I have felt like I’ve been followed by a hazy, gray cloud for as long as I can remember. This cloud of melancholy isn’t quite rain, nor does it completely block out the sun. It’s just a constant misty feeling that hangs over me. The word “melancholy” has two definitions according to Merriam-Webster: as a noun, it means “a pensive mood” or “depression of spirits,” and as an adjective, it means “sadness or depression of mind and spirit.” But to me, it’s more like bittersweetness. It’s a state of wistfulness that comes with a tendency for somber reflection. It’s not depression, nor is it the absence of joy. In fact, there can be moments of elation and hope within my melancholy. It’s a complex trait that has haunted artists, philosophers, and writers for centuries.

This bittersweetness is woven into the very fabric of my being, affecting every moment of my life. Even the most meaningless moments feel significant and overwhelming. It’s not uncommon for me to be moved to tears by nature, nostalgia, or things that are neither happy nor sad. It’s something that I’m drawn to, despite feeling misunderstood and isolated when trying to connect with others about it.

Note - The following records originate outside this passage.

PR #180, opened 2018-01-29
Allow cookie domain to be passed in via config

tom-parker:
This allows the cookie domain to be passed in via config.

Currently, if we're not on ft.com the cookie defaults to the current domain which is fine in most cases unless we're moving across subdomains. The spoor-id on foo.example.com will be different from bar.example.com which isn't desirable in some cases.

### DIFF
--- a/src/javascript/core/user.js
+++ b/src/javascript/core/user.js
@@ -24,10 +24,14 @@ const Store = require('./store');
  * @param {String} value The value of a userID to use if one is not stored
  * @return {String} - The user ID if present, or a generated UID if not
  */
-function init(value) {
-	store = new Store(defaultUserConfig.name, defaultUserConfig);
+function init(value, cookieDomain) {
+	if ( cookieDomain ) {
+		defaultUserConfig.domain = cookieDomain;
+	}
 
+	store = new Store(defaultUserConfig.name, defaultUserConfig);
 	let id = store.read();
+
 	if (!id) {
 		id = value;
 	}
--- a/src/javascript/core/user.js
+++ b/src/javascript/core/user.js
@@ -22,6 +22,7 @@ const Store = require('./store');
  * Init
  *
  * @param {String} value The value of a userID to use if one is not stored
+ * @param {String} cookieDomain The domain that should be used to cookie te user
  * @return {String} - The user ID if present, or a generated UID if not
  */
 function init(value, cookieDomain) {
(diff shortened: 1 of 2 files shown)


src/javascript/core/user.js
```diff
@@ -24,10 +24,14 @@ const Store = require('./store');
  * @param {String} value The value of a userID to use if one is not stored
  * @return {String} - The user ID if present, or a generated UID if not
```
rowanbeentje: Add as a `@param` here as well if that's the pattern so far?

rowanbeentje: (I also feel that perhaps it'd be more useful to pass the whole `config` object in here for future use...?)

rowanbeentje:
Makes sense and I hadn't realised this wasn't currently the case.  Will this have any adverse impact on the analytics side in terms of analysing journeys, or is this only a good thing?

(Seems like generally we should be using `.ft.com`!)

src/javascript/core/user.js
tom-parker: Yes this would probably benefit from being the whole config. I think throughout the rest of the code base, config is handled via the settings file. Unfortunately in the current iteration the user / store gets initialised before the config is saved to the settings file and so this change would require a bigger overhaul.

tom-parker:
This shouldn't make any difference from the ft.com side of things as everything is just defaulting to `.ft.com`. It's really needed for scout.asia where we go from `login.scout.asia` to `app.scout.asia` and we don't carry the cookies across those subdomains.

src/javascript/core/user.js
```diff
@@ -22,12 +22,17 @@ const Store = require('./store');
...
  *
  * @param {String} value The value of a userID to use if one is not stored
+ * @param {String} cookieDomain The domain that should be used to cookie te user
  * @return {String} - The user ID if present, or a generated UID if not
  */
-function init(value) {
-	store = new Store(defaultUserConfig.name, defaultUserConfig);
+function init(value, cookieDomain) {
+	if ( cookieDomain ) {
+		defaultUserConfig.domain = cookieDomain;
```
notlee: Is there a reason to manually pass the domain vs. calling `window.location.hostname`?
To hopefully answer my own question: Because `www.ft.com` would be unhelpful?

notlee: Sorry I missed the point, and this https://github.com/Financial-Times/o-tracking/blob/fcbb8b62bb80350b9c815f60bcc47bf8371548f2/src/javascript/core/user.js#L15

tom-parker: Yep, so this change is really for o-tracking usage outside of ft.com, in scout.asia for example where this default isn't desirable.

I’ve often been labeled as “overly sensitive” or “too emotional,” even from a young age. These labels have stuck with me, and I’ve come to believe that my melancholy is a natural shortcoming, but also a part of who I am. It’s why I feel like I’m always the last to know bad news in my family, as if no one wants to burden me with it. It’s also why I feel like my family sees me as weaker compared to my younger sister, who is viewed as the rational problem-solver.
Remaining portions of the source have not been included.